● Collected data:
==*==

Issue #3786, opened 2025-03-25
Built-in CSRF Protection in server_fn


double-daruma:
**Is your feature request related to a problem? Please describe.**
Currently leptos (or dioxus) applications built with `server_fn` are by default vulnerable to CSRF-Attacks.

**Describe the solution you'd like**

==*==

● TRY IT:
Retype every entry word for word.

● TASK ANSWER:
Issue #3786, opened 2025-03-25
Built-in CSRF Protection in server_fn


double-daruma:
**Is your feature request related to a problem? Please describe.**
Currently leptos (or dioxus) applications built with `server_fn` are by default vulnerable to CSRF-Attacks.

**Describe the solution you'd like**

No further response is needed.